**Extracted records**
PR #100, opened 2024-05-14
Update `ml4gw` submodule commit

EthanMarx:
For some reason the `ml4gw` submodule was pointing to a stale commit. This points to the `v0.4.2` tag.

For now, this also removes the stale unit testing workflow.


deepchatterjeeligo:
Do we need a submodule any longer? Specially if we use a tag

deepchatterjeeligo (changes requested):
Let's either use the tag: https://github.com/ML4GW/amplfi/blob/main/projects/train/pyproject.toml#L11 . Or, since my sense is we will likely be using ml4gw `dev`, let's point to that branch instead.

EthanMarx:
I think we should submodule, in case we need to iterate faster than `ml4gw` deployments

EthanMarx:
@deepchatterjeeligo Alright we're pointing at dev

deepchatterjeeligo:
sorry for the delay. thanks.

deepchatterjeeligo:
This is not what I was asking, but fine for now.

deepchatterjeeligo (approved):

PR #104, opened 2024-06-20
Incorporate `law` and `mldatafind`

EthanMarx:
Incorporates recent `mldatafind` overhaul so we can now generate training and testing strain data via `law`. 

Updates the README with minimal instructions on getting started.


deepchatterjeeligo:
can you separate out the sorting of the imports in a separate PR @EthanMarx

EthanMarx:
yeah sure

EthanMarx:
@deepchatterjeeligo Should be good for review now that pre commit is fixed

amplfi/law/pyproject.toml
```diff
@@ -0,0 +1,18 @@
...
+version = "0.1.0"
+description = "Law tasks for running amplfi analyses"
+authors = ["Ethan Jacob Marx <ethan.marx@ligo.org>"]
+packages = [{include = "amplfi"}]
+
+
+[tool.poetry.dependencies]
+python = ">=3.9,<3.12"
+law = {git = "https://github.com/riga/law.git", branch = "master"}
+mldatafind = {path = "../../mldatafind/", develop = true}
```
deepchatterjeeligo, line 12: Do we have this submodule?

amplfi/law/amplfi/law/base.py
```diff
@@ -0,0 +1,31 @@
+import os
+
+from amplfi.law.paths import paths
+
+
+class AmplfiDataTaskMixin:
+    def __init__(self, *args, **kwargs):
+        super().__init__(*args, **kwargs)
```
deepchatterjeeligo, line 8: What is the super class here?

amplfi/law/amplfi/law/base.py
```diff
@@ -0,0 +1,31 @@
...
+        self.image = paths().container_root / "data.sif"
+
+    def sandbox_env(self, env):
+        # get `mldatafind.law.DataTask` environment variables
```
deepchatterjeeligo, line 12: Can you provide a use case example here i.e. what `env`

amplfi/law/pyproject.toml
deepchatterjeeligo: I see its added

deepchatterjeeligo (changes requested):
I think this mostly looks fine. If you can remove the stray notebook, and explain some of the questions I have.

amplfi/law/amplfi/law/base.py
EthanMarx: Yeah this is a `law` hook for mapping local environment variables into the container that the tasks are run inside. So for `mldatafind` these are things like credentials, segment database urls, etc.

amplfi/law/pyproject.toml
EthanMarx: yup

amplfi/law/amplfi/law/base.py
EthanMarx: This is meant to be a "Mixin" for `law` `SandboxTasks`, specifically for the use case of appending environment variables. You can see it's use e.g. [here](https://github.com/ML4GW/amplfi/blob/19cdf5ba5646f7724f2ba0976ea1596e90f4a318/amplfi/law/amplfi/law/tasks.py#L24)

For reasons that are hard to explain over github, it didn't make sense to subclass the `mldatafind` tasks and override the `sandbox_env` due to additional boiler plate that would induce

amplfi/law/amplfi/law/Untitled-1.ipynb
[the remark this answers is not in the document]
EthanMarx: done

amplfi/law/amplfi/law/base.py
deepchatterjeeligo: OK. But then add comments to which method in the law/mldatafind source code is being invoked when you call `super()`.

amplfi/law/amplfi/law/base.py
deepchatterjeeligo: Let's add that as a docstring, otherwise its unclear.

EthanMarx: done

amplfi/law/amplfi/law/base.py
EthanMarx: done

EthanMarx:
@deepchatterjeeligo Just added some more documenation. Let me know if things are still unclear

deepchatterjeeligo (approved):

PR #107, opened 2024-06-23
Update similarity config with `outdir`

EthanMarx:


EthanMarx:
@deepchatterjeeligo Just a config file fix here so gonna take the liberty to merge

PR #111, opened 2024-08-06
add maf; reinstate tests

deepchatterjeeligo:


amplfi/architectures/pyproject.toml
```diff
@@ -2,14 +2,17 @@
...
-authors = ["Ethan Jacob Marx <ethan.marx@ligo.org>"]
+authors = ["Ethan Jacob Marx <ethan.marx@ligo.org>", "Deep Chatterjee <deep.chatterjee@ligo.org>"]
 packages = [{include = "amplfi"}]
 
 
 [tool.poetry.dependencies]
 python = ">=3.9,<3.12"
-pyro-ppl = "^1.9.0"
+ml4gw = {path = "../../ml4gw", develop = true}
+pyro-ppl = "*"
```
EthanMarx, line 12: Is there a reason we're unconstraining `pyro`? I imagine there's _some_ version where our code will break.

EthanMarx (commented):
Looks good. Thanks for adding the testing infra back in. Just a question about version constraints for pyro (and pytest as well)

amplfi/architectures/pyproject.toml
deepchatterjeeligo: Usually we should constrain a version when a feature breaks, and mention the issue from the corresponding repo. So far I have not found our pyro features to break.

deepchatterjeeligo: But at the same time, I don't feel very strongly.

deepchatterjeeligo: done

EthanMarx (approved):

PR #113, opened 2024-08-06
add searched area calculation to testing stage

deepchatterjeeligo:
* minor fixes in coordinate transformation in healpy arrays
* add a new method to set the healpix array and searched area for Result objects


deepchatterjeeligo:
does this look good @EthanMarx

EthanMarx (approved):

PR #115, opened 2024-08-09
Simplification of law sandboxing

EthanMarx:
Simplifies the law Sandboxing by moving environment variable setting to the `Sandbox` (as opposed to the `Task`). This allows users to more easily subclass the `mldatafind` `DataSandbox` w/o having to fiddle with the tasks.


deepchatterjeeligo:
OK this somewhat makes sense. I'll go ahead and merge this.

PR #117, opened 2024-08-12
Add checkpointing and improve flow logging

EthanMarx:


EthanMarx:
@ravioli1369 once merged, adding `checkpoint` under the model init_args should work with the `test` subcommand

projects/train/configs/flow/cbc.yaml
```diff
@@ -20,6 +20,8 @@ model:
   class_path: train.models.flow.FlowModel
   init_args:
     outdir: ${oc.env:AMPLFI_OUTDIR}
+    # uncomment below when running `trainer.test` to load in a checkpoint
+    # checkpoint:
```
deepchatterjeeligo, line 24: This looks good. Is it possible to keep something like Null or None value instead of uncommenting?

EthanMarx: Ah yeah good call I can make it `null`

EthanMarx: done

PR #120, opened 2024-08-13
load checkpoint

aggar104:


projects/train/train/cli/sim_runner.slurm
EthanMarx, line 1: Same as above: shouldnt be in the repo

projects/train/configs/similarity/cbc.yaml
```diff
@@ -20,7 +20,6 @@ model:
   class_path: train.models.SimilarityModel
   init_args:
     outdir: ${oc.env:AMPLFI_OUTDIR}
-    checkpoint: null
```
---
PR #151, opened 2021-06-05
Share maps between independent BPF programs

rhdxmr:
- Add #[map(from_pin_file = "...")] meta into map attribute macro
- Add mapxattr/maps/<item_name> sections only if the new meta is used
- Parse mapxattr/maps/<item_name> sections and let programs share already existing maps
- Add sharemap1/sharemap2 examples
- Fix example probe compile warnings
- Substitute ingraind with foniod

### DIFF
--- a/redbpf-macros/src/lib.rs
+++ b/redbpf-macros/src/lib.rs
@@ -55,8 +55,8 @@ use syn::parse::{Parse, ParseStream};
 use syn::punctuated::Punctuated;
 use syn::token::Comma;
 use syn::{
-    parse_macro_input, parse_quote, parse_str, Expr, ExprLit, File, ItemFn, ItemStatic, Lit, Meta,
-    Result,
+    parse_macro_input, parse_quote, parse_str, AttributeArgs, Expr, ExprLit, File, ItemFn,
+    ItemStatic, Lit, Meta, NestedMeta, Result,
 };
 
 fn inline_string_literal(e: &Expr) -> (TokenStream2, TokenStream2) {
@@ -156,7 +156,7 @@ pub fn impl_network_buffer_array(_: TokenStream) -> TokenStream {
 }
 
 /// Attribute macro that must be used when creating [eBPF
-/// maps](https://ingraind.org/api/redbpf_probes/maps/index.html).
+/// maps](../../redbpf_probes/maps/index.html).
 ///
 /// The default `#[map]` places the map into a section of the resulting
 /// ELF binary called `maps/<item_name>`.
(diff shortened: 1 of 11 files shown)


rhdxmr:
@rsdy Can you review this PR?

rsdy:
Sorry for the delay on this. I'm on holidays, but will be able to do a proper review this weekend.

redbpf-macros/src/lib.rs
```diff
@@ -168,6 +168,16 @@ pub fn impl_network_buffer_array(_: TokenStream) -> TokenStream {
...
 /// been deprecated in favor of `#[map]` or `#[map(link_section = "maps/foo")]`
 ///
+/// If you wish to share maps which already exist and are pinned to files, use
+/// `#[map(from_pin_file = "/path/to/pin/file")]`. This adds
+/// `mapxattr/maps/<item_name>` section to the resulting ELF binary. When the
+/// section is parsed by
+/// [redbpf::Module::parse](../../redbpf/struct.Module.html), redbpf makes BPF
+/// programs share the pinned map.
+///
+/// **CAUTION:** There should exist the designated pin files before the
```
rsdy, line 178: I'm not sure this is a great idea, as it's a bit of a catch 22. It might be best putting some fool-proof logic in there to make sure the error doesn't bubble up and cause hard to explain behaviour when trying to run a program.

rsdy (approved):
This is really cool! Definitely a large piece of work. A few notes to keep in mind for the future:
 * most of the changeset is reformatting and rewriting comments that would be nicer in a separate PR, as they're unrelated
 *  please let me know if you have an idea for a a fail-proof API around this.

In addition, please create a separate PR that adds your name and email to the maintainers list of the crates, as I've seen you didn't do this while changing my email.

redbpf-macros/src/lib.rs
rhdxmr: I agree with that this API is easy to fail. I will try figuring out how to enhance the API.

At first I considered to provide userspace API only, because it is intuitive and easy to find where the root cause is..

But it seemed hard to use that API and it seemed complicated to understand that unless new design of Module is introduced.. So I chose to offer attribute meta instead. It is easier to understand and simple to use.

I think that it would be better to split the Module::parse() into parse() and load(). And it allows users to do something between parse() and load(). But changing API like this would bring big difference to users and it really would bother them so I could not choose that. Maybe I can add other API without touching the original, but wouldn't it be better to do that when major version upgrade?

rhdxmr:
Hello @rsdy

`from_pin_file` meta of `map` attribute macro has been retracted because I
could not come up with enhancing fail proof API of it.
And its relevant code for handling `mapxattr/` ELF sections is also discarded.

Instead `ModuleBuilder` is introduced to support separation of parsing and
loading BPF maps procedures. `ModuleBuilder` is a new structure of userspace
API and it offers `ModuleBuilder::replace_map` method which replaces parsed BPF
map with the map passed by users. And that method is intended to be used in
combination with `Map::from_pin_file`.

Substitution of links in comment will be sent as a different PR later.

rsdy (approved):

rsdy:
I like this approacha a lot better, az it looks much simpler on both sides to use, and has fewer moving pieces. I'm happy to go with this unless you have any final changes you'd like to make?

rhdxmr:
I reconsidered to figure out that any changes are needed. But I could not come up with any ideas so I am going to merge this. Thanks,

**Exercise prompt**
In the entries above, which lines hold the string "binary"? Report all of them.

**Result**
 /// ELF binary called `maps/<item_name>`.
+/// `mapxattr/maps/<item_name>` section to the resulting ELF binary. When the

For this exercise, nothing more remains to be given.